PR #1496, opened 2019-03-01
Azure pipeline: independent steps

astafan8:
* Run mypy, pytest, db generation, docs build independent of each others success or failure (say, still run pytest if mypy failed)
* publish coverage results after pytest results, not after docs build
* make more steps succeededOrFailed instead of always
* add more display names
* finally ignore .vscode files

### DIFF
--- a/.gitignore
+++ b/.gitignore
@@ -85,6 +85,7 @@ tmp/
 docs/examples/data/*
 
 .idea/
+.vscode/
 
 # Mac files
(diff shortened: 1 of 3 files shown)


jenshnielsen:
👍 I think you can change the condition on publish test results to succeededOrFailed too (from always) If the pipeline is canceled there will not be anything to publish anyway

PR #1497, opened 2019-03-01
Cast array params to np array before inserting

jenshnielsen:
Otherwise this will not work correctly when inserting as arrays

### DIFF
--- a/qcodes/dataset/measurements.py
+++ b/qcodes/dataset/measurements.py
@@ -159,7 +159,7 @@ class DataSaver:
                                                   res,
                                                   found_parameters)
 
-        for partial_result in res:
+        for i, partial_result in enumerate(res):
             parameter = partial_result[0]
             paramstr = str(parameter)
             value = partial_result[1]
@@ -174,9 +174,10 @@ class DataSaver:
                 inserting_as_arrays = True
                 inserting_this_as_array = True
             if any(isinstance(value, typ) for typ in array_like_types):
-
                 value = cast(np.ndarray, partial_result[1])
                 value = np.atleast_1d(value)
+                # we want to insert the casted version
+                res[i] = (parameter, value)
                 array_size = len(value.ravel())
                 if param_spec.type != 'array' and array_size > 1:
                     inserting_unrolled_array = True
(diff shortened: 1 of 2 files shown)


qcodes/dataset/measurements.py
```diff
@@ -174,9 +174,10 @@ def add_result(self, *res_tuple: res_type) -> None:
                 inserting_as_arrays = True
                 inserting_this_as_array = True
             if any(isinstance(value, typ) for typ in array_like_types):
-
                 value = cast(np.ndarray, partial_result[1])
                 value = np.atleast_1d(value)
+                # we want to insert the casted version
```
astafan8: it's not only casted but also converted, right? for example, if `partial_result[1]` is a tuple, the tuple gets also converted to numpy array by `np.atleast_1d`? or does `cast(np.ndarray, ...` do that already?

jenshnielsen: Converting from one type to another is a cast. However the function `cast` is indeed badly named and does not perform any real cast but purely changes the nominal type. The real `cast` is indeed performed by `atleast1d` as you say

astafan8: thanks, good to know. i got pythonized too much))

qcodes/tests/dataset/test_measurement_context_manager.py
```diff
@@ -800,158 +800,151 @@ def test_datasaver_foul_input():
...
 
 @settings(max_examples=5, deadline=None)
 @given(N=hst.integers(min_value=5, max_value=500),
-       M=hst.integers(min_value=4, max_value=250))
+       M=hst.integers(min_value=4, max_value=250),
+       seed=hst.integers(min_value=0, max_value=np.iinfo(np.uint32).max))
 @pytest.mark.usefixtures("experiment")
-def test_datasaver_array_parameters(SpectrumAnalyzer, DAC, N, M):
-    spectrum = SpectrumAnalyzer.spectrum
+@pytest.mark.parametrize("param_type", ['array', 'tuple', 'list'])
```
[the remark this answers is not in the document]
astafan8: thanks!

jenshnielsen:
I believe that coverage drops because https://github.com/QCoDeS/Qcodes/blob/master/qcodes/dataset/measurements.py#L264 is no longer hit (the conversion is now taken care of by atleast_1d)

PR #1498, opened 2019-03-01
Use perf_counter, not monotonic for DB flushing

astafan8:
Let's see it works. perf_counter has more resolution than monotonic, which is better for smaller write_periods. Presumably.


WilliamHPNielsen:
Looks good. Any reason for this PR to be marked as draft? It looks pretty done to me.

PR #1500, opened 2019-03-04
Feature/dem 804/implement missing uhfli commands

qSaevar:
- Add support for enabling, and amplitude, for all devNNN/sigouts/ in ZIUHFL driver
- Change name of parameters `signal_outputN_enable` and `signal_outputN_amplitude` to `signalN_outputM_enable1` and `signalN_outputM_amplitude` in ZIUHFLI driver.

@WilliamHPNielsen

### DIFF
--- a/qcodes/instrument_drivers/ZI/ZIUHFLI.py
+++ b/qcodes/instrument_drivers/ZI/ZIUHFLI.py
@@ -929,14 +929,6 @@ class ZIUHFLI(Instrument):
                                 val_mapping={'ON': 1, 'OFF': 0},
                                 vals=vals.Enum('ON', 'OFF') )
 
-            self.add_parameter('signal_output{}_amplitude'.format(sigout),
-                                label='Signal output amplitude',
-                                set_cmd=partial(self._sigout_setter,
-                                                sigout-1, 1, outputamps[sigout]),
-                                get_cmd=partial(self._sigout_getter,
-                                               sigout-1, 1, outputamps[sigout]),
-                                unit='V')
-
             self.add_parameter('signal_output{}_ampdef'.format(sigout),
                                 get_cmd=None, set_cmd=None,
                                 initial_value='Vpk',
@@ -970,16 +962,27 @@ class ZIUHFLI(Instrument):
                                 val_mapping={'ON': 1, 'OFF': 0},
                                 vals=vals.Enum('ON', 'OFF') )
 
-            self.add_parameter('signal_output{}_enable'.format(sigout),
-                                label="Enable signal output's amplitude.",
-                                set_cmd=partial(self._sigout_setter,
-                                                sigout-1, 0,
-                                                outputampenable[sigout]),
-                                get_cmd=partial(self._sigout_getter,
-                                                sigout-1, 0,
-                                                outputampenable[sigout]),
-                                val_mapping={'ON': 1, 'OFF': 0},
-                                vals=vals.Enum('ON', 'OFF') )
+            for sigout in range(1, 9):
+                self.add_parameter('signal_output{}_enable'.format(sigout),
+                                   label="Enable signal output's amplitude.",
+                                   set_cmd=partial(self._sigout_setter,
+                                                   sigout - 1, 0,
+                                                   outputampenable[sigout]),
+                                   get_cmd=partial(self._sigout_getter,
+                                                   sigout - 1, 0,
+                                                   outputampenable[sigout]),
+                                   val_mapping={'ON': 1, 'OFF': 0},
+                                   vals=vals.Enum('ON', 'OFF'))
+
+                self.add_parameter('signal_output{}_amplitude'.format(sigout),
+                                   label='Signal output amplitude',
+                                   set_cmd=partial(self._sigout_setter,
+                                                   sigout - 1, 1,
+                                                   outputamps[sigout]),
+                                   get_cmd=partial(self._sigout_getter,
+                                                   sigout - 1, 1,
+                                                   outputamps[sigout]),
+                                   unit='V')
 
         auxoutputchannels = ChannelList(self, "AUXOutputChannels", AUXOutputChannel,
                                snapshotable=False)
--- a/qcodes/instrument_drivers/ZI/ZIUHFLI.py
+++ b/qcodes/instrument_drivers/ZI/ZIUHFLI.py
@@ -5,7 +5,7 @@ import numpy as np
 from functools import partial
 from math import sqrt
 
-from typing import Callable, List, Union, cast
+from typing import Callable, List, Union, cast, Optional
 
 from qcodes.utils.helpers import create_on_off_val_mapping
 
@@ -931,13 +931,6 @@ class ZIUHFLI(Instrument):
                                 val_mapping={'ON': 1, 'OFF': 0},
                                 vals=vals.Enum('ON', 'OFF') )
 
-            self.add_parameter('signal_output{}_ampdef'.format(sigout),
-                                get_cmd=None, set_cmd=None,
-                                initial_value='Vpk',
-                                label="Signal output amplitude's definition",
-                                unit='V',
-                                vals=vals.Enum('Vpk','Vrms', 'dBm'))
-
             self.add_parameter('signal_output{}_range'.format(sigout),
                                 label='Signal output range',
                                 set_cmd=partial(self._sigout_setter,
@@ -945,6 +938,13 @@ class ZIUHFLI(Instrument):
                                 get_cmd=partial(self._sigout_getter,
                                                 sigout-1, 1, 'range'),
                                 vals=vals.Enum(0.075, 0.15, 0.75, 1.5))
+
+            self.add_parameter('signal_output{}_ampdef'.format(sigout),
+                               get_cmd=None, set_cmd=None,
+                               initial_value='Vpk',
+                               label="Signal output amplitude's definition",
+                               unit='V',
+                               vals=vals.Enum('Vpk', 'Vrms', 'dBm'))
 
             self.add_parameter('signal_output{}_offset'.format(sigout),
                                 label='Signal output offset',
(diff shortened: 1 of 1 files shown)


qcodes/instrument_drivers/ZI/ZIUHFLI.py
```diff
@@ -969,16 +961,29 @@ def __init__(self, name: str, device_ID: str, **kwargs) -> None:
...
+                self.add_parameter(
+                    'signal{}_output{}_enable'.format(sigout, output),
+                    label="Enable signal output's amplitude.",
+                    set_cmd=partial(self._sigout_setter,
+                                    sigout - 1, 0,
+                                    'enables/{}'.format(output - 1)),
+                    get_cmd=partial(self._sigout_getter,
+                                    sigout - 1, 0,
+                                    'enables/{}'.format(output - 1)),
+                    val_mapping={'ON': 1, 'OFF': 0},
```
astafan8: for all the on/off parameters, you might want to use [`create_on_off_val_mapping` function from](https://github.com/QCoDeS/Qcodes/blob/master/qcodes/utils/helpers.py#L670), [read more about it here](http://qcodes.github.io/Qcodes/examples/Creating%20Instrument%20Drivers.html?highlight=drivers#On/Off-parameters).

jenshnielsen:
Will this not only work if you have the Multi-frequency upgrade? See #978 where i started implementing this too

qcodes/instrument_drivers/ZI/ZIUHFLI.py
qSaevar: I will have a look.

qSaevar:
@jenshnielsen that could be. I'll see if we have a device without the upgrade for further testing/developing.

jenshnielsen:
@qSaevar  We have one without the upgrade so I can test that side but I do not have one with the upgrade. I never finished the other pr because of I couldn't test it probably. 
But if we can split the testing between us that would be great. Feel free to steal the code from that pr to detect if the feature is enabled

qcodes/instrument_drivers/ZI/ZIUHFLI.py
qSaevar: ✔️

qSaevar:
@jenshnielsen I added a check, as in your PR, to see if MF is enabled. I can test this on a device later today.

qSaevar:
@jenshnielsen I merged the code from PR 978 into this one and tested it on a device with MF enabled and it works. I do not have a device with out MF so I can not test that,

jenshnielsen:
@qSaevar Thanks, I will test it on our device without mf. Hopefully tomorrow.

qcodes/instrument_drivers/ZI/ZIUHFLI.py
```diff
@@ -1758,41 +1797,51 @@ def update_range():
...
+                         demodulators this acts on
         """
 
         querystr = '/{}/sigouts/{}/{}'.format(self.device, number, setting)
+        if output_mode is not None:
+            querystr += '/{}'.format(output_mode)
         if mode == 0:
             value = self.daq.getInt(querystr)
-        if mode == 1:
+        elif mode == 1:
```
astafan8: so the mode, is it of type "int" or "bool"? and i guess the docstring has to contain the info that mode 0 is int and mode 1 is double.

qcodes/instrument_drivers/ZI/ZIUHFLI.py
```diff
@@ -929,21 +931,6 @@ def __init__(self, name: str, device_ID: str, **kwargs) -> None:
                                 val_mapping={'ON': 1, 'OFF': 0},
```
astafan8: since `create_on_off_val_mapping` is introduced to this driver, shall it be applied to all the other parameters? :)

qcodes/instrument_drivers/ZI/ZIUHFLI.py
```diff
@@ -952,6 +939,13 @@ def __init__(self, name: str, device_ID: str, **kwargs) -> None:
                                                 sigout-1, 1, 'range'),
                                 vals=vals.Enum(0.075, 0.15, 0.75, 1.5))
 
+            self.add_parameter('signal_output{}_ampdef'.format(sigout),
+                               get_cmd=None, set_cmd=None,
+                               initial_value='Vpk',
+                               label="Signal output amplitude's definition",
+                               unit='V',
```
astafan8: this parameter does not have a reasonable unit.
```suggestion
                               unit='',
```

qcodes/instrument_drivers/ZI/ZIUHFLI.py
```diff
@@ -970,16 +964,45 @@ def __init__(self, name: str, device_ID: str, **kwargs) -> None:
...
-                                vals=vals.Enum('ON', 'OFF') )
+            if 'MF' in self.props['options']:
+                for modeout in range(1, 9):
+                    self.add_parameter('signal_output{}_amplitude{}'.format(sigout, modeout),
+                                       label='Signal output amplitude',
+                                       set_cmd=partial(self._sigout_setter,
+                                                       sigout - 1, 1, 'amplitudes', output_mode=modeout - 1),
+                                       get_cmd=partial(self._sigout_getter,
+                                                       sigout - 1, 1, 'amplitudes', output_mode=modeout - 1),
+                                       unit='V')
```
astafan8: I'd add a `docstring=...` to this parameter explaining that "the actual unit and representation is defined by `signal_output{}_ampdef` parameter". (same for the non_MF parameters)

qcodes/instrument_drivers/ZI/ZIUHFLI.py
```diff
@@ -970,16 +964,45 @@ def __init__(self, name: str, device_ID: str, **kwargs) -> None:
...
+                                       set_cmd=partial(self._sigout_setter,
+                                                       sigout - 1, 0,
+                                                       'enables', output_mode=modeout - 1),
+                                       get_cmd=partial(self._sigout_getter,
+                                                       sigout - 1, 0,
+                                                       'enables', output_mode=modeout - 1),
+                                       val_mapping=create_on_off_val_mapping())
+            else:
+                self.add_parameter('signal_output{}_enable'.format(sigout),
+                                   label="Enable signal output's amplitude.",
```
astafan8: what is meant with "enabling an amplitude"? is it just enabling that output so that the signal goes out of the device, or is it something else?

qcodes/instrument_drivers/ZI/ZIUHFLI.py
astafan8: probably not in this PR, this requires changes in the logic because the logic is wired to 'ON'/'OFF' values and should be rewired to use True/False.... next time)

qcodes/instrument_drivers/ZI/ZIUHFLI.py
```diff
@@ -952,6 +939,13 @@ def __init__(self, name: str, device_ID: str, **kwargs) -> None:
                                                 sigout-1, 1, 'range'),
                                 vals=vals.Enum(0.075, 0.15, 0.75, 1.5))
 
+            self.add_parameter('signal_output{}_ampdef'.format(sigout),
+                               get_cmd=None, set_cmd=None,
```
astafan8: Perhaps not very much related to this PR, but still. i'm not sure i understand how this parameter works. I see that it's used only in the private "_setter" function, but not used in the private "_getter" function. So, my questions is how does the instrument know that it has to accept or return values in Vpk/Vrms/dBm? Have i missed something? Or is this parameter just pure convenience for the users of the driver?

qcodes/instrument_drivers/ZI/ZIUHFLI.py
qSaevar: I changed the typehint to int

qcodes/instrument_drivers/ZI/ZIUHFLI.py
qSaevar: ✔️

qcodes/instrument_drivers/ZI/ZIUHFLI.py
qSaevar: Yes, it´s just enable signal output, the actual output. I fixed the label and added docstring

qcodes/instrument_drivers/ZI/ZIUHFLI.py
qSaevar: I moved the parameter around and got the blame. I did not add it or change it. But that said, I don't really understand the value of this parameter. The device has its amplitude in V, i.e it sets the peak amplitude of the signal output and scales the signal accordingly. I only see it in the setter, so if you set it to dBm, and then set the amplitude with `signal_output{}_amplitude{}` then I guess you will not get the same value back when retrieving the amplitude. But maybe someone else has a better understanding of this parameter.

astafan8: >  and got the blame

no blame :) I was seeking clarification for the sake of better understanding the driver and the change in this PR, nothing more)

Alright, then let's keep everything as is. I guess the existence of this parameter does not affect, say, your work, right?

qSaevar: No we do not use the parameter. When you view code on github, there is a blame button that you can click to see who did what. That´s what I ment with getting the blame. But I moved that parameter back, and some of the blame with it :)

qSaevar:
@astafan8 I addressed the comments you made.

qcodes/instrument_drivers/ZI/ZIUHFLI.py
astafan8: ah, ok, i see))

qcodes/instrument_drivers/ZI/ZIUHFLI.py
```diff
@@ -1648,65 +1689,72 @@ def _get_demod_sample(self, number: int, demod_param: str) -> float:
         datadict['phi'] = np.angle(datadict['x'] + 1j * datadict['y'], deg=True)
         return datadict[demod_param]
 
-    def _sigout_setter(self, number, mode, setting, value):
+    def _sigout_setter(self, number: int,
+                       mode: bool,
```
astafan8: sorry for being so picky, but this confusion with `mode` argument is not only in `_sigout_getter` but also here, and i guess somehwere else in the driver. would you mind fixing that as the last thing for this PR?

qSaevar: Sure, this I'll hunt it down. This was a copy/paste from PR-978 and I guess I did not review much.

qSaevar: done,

◆ Work to complete
How many lines of the listing contain the word "would"? Reply with only the number.

◆ Exercise solution
2